- Work instructions -
Go through the material and copy every line in which "includes" appears.

- Data to process -
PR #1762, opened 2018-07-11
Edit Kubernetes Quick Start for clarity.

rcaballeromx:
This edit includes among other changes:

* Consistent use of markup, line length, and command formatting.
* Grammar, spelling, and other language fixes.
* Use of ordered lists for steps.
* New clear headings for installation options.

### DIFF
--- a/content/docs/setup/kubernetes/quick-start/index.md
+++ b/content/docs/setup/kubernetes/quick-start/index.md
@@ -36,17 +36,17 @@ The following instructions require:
* * *
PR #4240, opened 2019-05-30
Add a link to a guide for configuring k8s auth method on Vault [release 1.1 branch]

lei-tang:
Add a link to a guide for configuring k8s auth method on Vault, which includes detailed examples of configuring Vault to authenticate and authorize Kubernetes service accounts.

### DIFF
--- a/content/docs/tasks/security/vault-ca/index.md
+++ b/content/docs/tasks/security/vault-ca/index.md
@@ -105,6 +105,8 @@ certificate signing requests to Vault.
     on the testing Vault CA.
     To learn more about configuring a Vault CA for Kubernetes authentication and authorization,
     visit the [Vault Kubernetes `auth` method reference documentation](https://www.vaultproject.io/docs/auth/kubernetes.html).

- Answer -
This edit includes among other changes:
Add a link to a guide for configuring k8s auth method on Vault, which includes detailed examples of configuring Vault to authenticate and authorize Kubernetes service accounts.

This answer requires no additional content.